● **Task brief**
Copy out each line containing "There" from the entries below.

● **Record set**
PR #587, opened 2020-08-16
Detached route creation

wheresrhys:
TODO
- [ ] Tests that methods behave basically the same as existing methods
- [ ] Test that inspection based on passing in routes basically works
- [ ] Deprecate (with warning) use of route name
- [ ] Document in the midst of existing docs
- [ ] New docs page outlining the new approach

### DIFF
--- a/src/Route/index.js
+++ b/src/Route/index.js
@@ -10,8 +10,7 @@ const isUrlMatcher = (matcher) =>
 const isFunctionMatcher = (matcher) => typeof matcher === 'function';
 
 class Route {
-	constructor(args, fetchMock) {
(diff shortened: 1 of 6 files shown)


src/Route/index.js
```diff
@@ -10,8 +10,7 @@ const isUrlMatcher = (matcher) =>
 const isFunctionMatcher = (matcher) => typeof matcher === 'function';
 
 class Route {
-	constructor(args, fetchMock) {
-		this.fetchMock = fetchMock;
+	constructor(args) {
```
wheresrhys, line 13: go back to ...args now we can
---
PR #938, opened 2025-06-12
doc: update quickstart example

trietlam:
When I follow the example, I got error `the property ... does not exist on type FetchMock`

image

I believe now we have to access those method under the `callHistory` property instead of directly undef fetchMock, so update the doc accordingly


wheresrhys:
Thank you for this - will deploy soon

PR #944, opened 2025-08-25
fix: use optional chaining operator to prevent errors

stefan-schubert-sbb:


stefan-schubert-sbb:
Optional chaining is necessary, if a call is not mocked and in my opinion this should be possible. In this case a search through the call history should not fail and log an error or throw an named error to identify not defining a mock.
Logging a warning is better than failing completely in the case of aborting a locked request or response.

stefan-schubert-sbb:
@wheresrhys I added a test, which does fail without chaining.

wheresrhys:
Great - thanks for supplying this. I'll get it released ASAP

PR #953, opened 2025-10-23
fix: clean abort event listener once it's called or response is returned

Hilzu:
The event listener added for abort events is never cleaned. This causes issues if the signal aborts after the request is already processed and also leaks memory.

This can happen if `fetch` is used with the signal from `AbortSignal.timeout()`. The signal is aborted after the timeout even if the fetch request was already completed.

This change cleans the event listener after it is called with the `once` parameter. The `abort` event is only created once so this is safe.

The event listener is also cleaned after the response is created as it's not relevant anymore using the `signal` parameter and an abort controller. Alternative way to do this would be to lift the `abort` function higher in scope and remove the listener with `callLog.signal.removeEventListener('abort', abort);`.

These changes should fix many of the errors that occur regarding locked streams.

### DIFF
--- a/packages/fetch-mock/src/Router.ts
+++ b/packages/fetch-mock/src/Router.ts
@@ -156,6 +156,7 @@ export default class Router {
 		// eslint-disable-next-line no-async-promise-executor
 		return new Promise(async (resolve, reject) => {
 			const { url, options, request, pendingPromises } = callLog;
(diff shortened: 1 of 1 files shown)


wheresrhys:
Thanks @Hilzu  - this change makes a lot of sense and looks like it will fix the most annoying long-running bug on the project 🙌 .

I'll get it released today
==
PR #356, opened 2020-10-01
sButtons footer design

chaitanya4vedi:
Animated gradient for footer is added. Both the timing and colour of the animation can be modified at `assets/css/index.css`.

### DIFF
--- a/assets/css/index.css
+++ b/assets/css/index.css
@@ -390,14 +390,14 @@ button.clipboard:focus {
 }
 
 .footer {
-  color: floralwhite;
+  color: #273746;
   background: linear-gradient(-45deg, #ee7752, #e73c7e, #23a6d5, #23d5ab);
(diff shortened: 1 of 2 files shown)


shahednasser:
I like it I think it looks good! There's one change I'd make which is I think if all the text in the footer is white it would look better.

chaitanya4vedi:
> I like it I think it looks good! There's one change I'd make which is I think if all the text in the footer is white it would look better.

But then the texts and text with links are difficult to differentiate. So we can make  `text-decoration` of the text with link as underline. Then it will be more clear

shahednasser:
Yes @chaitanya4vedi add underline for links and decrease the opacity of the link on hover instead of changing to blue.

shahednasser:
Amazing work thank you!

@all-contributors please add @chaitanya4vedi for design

● **Expected answer**
I like it I think it looks good! There's one change I'd make which is I think if all the text in the footer is white it would look better.
> I like it I think it looks good! There's one change I'd make which is I think if all the text in the footer is white it would look better.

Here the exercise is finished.